Василий изведал тяжелую руку боженьки. В самом раннем младенчестве за всякий крик, стук и плач мать больно шлепала ладошкой и шипела: «Замолчи, боженька накажет». Мать работала на монастырском огороде, рука у нее была костлявая, с жесткими сухими мозолями. Потом в школе, охраняя покой боженьки, монах-учитель рвал уши, бил линейкой, ставил на колени.
Лет пятнадцати Василий ушел в Москву: туда уходили все, кому не пожилось в городке. На первых порах работал в чайном заведении, потом в булочном, в москательном, в переплетном и, наконец, попал в типографию. С этого времени Василий начал читать, — в типографии были целые штабеля книг, — все искал ответа, что делается в мире по праву, а что без права. Но ответа не нашел и решил бросить типографию, уйти на Волгу, там на плотах в бурлацком труде, в пьянстве, в драках размыкать свою неясную и нерешенную жизнь.
Когда все было готово — расчет получен, дорожный узел увязан, — в каморку к Василию неожиданно явился метранпаж типографии Илья Тихонович Гвоздиков, сорокалетний семейный человек. Тихоныч сел к столу, постучал о столешницу худыми желтыми пальцами и сказал отрывистым шепотом:
— Слышал, уезжаешь… — Тихоныч пожевал тонкими серыми губами. — И вот так, по-басурмански? Без совета, без прощанья? Как-никак, три года проработали под одной крышей.
— Спасибо, что зашел, — сказал Василий. — Давай попрощаемся!
— А я думаю, не надо… Я думаю, зря уезжаешь. Беготней с места на место ничего не найдешь. — Тихоныч убежденно стукнул в стол пальцем. — Себя попусту растратишь.
Было и у Василия такое сомнение. Подсел он к Тихонычу, пожаловался на свою смутную, бесполезную жизнь.
— А ты попробуй, останься, — сказал Тихоныч.
— Да чего ждать-то? Три года торчал… — Василий долго подбирал слово, наконец нашел: — Узником.
— Эх, какой нетерпеливый! — Тихоныч даже привскочил. — У нас есть узники — не чета тебе, по двадцать лет сидят в крепостях, под замком, и то не теряют голову. — Тихоныч вздернул свою небольшую под ежиком головку, внимательно поглядел на Василия, убедился, что тот останется, и неслышно выскользнул за дверь.

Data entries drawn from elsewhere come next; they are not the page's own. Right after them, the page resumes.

Issue #67, opened 2021-11-14
failure of Nintegrate for Debye function


recohen:
Attached is an example.  When run under wolframscript:
wolframscript -file t.wls 210 0.0325 55.85
410.8394779818933
Under mathics:
mathics t.wls 210 0.0325 55.85
Part::partw: Part 2 of {} does not exist.
Part::partw: Part 3 of {} does not exist.
Part::partw: Part 4 of {} does not exist.
Part::partw: Part 2 of {} 
...
FindRoot::nnum: The function value is not a number at TD = 500..
ReplaceAll::reps: FindRoot[msA - const phi[t / TD] / (t / TD) / (M TD), {TD, 500.}] is not a valid replacement rule.
TD /. FindRoot[msA - const phi[t / TD] / (t / TD) / (M TD), {TD, 500.}]

Ron Cohen
[t.wls.zip](https://github.com/Mathics3/mathics-core/files/7534115/t.wls.zip)

TiagoCavalcante:
@recohen `$ScriptCommandLine` is `{}` (even when calling Mathics with arguments). @rocky is that a bug?

mmatera:
First, let's fix some issues in the example.

* The command line to call a script with parameters would be, in mathics,
```
mathics -script t.wls -- 210 0.0325 55.85 410.8394779818933
```
* The script `t.wls` should have semicolons at the end of each line:
```
phi[x_?NumberQ]:=(1/x)*NIntegrate[y/(Exp[y]-1),{y,0,x}];
HBARSI=1.054571800 *10^(-34);KBSI=1.38064852*10^(-23);MPSI=1.672621898*10^(-27);
const=10^(20)*9.*HBARSI^2/KBSI/MPSI;
t=ToExpression[$ScriptCommandLine[[2]]];
msA=ToExpression[$ScriptCommandLine[[3]]];
M=ToExpression[$ScriptCommandLine[[4]]];
td=FindRoot[msA==const/M*(phi[t/TD]/(t/TD))/TD,{TD,500.00000}];
Print[TD/.td]
```

With this, `$ScriptCommandLine` works as it should.

The problem now is that `FindRoot` is not working properly with numeric expressions. This is what we need to solve.

mmatera:
Another problem I just realized is about the `ScriptCommandLine` index. This is another issue to fix.

rocky:
If there is more here, please open a new issue with narrowed information.

PR #119, opened 2022-01-18
Fix issue67

mmatera:
From #67, some issues related both to ``FindRoot`` and ``NIntegrate`` become apparent:  
* `D[NIntegrate[...]]` - like were not evaluated.
* ``FindRoot`` didn't handle functions whose derivatives can not be explicitly evaluated.
* ``$ScriptCommandLine`` now has the name of the script as a first element (like in WMA).


mathics/builtin/numbers/calculus.py
```diff
@@ -1287,24 +1320,104 @@ def find_root_secant(f, x0, x, opts, evaluation) -> (Number, bool):
...
+        Check if val is zero upto the precision and accuracy goals
+        """
+        if not val.is_numeric():
+            return False
+        if val.is_zero:
+            return True
+        if acc_goal:
+            if prec_goal:
+                eps = apply_N(
+                    Expression(
```
TiagoCavalcante, line 1355: Maybe create a `SymbolLog`?

TiagoCavalcante (approved):
LGTM

mathics/builtin/system.py
```diff
@@ -345,10 +345,9 @@ def evaluate(self, evaluation):
         except ValueError:
             # not run in script mode
             return Expression(SymbolList)
-
-        return Expression(
-            SymbolList, *(String(arg) for arg in sys.argv[dash_index + 1 :])
-        )
+        scriptname = "" if dash_index == 0 else sys.argv[dash_index - 1]
```
rocky, line 348: This seems totally independent. What's up here? 

This probably should go into a separate PR.

CHANGES.rst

Василий остался. На другой день Тихоныч передал ему тайком тоненькую истрепанную книжечку. Затем еще и еще. Жадно набросился Василий на эти книжки.
Прошел год. Василий настолько созрел, что стал работать наборщиком в подпольной типографии. Еще через год Василия арестовали.
Ничего подозрительного при обыске не нашли. Были книги, журналы, газеты, но не запретные. Были письма, но не крамольные — просьбы матери приехать и навестить ее перед смертью: чует — недолго жить осталось; стыдливый, немножко глуповатый лепет влюбленной девушки.